I really appreciate you giving your time given to help, thank you. To ensure, as a helper you gain the best experience from Forest School and are able to help the children gain the best experience, please read the guidelines below:

  • Make observations of children and take note on interactions/likes/dislikes/behaviours
  • Be positive, celebrate successes, no matter how small, get involved but also give children space to enjoy their independence.
  • Encourage children to assess their own risks.
  • Follow my lead with any planned activities in the sessions, I may ask you to oversee/support with certain tasks.
  • Try joining in with activities. Be enthusiastic and show the children you are willing to ‘get your hands dirty’! If you are seen to be doing something the children are more likely to try something too.
  • Try to resist saying ‘no’ to children – if unsure of an activity check with me.
  • Use positive language with children whenever possible. If you spot them being unsafe or not following instructions ask them to assess what they should be doing by questioning them.
  • When children are carrying out child led activities join in but resist taking over, nothing is wrong at forest school. Children don’t have to do the planned activity if they are interested in something else.
  • Social and emotional development should be encouraged. Try to encourage children to share and work together. Talk through how children may feel in different situations.
  • Children should always be encouraged to treat the site with respect and not to physically damage anything.
  • As an adult the children should always be respectful towards you. If you feel that this is not the case inform the Forest Leader immediately. 
  • Adults that are not CRB checked should stay within sight of other adults.
  • Forest schools gives time for children to talk to you and open up. If anything is said, no matter how trivia, that worries you
  • inform the Forest Leader immediately.
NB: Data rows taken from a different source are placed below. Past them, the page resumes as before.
PR #1981, opened 2019-09-30
[zh] replace ictclas4j with HanLP which supports more Chinese characters. Add more rules.

passerbya:
Ictclas4j  using GB2312 character set which only supports 6763 Chinese characters.


danielnaber:
Thanks! Could you check the test results at https://travis-ci.org/languagetool-org/languagetool/builds/591552328?utm_source=github_status&utm_medium=notification? Tests fail after your change it seems.

passerbya:
OK, I'll do it.

danielnaber:
Thanks, I have merged your PR. Support for Chinese isn't maintained in LT, so more contributions would be very welcome.

PR #1987, opened 2019-10-01
[en] rule to detect confusion of 'heave' and 'heavy'

tiff:
Just made this mistake myself. Seems like a common confusion.


languagetool-language-modules/en/src/main/resources/org/languagetool/rules/en/grammar.xml
```diff
@@ -9731,6 +9731,35 @@ USA
...
         </rulegroup>
+        <rulegroup id="HEAVE_USE_OF" name="make heave (heavy) use of" default="off">
+            <rule>
+                <pattern>
+                    <token inflected="yes">make</token>
+                    <token min="0" />
+                    <marker>
+                        <token>heave</token>
+                    </marker>
+                    <token>use</token>
```
danielnaber: Maybe also `usage`?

  • If you see something that you feel is inappropriate behaviour inform the Forest School Leader immediately.
Lost Child Proceudres

In the event of a missing child all children must be called back to Forest School Leader and a head count to be taken. These children to remain secure with an adult. Leader and remainder of relevant staff to undertake an immediate search of the Forest School area and then the other outside areas and wider perimeter as well as school building. School staff, including Headteacher, to be notified off missing child by an adult. If child is not found, Notify the parents of the missing child. If necessary, notify the Police that there is a missing child. The Forest School Leader gathers as much information about the circumstances surrounding the incident.